WHAT TO WORK ON ▸
Take each line of the data that contains the string "echo" and copy it.

RECORDS PROVIDED ▸
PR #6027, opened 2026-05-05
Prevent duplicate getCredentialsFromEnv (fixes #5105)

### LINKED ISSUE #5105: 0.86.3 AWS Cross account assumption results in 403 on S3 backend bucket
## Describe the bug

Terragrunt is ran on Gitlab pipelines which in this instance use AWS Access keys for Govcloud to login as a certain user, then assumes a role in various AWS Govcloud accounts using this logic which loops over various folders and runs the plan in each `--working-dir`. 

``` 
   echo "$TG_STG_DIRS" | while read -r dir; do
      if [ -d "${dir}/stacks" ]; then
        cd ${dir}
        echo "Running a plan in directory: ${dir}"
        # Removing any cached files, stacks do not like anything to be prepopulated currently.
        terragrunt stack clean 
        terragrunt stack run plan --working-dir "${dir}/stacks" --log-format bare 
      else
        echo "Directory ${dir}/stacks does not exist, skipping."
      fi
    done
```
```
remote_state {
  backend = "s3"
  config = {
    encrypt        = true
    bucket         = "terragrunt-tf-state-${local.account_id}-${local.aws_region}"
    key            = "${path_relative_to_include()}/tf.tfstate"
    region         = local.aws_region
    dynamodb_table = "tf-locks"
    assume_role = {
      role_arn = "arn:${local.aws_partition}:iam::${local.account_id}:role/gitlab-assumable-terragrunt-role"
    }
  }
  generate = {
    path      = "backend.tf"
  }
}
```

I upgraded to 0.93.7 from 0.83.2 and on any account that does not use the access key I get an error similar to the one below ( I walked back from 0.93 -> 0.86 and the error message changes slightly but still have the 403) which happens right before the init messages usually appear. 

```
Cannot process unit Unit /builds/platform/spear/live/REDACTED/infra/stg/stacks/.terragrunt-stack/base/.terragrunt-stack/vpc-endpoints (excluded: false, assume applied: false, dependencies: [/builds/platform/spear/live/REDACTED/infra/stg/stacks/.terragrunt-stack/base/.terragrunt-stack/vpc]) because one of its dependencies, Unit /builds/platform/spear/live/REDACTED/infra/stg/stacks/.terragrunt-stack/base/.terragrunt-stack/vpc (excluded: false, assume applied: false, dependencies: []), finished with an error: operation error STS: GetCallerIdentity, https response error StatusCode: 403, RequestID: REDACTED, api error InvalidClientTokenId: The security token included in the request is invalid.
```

OUTPUT OF THE TASK ▸
   echo "$TG_STG_DIRS" | while read -r dir; do
        echo "Running a plan in directory: ${dir}"
        echo "Directory ${dir}/stacks does not exist, skipping."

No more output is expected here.